** Opening Input for this task block **

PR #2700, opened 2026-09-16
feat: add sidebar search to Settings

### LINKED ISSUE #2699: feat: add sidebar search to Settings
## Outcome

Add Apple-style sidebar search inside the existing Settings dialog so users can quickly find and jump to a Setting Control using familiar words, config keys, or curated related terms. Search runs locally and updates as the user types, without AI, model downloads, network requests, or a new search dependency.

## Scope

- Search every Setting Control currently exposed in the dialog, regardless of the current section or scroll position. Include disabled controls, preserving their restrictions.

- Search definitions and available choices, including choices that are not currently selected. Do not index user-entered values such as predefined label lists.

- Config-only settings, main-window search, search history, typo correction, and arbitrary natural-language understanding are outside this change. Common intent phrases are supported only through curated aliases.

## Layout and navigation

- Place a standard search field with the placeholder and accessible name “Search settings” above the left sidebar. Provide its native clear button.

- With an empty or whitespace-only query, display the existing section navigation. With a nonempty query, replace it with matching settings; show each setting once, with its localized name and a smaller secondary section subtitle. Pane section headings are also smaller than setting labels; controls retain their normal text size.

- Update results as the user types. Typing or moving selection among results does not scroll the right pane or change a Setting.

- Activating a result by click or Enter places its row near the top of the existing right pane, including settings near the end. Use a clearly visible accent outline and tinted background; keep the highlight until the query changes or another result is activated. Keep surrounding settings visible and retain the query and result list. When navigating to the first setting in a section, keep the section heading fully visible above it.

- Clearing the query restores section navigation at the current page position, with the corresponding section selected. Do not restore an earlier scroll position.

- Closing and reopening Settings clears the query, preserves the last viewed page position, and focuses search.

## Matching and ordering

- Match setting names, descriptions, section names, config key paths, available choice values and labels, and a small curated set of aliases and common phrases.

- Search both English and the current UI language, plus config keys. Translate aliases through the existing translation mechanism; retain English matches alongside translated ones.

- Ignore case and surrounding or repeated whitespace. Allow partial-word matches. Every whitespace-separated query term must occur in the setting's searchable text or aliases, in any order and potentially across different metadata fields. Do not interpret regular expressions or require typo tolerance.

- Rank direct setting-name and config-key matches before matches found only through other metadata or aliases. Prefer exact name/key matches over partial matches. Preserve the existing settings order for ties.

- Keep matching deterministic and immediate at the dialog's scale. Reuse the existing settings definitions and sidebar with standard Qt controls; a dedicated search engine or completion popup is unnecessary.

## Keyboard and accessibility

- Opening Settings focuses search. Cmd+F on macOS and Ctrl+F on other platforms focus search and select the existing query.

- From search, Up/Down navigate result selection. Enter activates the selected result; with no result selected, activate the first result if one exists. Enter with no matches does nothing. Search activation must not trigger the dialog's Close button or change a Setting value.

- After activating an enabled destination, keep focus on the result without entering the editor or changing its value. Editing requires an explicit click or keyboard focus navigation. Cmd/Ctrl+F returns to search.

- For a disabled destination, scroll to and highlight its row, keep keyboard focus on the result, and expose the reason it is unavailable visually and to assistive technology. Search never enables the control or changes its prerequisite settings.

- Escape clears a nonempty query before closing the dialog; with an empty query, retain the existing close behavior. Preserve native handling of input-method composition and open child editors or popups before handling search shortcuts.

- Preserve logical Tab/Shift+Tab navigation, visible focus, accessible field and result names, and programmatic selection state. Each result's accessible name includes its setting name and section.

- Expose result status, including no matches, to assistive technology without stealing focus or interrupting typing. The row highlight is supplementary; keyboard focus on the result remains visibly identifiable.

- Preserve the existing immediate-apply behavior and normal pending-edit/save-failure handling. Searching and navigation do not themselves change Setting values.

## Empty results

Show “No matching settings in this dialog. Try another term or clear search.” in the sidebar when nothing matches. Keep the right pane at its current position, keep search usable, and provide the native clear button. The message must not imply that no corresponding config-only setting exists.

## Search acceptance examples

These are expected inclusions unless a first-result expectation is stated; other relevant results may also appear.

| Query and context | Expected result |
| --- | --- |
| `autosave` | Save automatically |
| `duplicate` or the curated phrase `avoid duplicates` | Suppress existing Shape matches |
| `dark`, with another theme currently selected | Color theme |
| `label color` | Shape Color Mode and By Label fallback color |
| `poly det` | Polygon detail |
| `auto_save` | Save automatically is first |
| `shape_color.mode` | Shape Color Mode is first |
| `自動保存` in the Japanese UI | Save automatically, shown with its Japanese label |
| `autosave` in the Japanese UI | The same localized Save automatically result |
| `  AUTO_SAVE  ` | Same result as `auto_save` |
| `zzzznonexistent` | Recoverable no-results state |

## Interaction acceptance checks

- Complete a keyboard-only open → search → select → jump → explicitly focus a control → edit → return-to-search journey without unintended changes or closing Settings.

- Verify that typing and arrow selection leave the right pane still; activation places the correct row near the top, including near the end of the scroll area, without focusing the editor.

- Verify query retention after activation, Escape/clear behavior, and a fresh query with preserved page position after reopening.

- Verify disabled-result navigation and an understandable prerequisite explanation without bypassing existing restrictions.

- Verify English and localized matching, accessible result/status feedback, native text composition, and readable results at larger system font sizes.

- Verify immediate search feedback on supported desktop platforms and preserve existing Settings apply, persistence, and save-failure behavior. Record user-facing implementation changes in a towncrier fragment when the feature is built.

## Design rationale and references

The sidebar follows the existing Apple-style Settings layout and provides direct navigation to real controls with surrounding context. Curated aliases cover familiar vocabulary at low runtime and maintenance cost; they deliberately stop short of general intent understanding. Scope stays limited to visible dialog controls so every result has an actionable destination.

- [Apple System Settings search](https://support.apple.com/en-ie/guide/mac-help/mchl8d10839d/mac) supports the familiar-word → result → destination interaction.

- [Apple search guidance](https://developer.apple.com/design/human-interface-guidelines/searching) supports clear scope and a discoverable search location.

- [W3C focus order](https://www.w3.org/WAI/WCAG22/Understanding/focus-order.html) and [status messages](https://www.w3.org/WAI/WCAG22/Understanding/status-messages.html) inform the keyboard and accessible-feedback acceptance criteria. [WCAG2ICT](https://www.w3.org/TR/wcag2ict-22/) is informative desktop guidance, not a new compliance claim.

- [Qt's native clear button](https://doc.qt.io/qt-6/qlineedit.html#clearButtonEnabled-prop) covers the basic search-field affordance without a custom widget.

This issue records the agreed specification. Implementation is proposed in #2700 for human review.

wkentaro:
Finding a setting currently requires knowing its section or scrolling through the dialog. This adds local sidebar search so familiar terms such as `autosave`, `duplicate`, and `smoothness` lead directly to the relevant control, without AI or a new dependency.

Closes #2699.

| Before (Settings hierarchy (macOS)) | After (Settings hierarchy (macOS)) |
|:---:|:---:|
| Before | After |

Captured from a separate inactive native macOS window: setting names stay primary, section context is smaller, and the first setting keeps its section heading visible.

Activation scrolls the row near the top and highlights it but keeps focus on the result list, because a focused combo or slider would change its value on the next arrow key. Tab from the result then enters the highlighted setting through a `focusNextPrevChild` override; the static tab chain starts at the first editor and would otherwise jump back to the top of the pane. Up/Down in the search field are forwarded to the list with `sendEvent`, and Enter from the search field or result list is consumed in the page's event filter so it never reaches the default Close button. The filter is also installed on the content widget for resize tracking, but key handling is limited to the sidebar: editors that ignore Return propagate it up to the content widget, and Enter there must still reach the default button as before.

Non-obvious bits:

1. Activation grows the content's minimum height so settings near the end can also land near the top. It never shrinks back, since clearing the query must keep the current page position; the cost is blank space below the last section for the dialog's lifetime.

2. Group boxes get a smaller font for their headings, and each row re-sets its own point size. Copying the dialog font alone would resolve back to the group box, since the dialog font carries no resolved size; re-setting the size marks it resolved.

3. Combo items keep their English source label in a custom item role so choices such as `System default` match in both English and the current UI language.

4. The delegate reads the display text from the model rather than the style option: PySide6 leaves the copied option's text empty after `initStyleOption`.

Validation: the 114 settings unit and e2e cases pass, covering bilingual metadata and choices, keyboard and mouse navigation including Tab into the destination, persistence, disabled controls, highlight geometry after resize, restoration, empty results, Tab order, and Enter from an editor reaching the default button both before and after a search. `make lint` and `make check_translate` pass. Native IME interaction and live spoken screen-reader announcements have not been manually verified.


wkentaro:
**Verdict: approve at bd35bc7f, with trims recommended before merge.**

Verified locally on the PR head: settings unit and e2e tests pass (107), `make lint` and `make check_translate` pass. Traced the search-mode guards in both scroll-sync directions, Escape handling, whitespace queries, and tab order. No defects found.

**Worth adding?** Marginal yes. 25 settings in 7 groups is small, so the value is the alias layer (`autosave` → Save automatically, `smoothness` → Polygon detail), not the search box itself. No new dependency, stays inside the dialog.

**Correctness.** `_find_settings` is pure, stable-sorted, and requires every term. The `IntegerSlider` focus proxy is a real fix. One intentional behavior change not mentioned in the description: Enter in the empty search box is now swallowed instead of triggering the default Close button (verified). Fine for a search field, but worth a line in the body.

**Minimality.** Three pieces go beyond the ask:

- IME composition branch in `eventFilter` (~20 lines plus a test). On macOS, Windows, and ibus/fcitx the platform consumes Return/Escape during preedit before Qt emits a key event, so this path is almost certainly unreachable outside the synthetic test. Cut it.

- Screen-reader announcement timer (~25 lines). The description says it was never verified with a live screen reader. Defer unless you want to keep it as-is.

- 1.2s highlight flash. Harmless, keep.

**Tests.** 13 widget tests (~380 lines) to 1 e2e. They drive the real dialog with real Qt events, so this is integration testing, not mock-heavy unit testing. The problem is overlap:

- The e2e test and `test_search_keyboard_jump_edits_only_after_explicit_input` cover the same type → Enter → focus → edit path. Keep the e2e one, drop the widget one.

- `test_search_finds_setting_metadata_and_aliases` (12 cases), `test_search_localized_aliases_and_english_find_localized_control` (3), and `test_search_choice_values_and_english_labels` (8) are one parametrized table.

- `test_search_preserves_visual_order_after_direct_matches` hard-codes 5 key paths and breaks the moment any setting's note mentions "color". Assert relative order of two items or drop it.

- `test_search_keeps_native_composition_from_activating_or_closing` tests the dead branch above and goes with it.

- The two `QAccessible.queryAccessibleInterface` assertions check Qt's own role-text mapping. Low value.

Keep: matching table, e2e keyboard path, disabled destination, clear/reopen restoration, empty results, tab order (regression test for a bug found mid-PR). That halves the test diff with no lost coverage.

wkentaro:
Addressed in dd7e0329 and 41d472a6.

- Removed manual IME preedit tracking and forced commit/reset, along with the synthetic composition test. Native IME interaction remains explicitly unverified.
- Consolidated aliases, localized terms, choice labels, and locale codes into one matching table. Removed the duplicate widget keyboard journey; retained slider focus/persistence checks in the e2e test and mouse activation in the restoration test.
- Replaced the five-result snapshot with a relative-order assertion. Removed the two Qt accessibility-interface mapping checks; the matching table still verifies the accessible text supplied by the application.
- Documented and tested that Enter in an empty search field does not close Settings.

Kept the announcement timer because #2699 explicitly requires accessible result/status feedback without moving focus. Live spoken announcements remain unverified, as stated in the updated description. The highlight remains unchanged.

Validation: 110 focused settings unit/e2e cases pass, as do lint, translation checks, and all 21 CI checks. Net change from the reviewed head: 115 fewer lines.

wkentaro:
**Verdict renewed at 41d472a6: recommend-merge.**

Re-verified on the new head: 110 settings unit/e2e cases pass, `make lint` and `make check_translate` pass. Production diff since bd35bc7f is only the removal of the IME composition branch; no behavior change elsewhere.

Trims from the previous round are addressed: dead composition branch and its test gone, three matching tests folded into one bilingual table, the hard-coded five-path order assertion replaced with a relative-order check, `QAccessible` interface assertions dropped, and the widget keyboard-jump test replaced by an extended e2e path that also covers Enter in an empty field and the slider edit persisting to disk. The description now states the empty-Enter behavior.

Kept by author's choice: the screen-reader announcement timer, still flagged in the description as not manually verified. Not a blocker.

** Closing Input for this task block **

#### [Directions]
Your answer should be the lines above, from the line containing "- Place a standard" up to and including the line containing "- Match setting", reproduced exactly and with nothing else.

#### [Written reply]
- Place a standard search field with the placeholder and accessible name “Search settings” above the left sidebar. Provide its native clear button.

- With an empty or whitespace-only query, display the existing section navigation. With a nonempty query, replace it with matching settings; show each setting once, with its localized name and a smaller secondary section subtitle. Pane section headings are also smaller than setting labels; controls retain their normal text size.

- Update results as the user types. Typing or moving selection among results does not scroll the right pane or change a Setting.

- Activating a result by click or Enter places its row near the top of the existing right pane, including settings near the end. Use a clearly visible accent outline and tinted background; keep the highlight until the query changes or another result is activated. Keep surrounding settings visible and retain the query and result list. When navigating to the first setting in a section, keep the section heading fully visible above it.

- Clearing the query restores section navigation at the current page position, with the corresponding section selected. Do not restore an earlier scroll position.

- Closing and reopening Settings clears the query, preserves the last viewed page position, and focuses search.

## Matching and ordering

- Match setting names, descriptions, section names, config key paths, available choice values and labels, and a small curated set of aliases and common phrases.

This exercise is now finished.